Could you set down the full listing, unchanged?
=-=-=
PR #25, opened 2024-09-17
Fix incorrect character in standard chars

bennetthardwick:
Spotted this little typo. I wonder if it is worth adding in a test that all of a certain ASCII code range is present.


coderdan:
Wow! Eagle eyes! Yes, good suggestion. I plan to add some property tests before this crate is released.

coderdan (approved):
=-=-=
EXERCISE RESULT
PR #25, opened 2024-09-17
Fix incorrect character in standard chars

bennetthardwick:
Spotted this little typo. I wonder if it is worth adding in a test that all of a certain ASCII code range is present.


coderdan:
Wow! Eagle eyes! Yes, good suggestion. I plan to add some property tests before this crate is released.

coderdan (approved):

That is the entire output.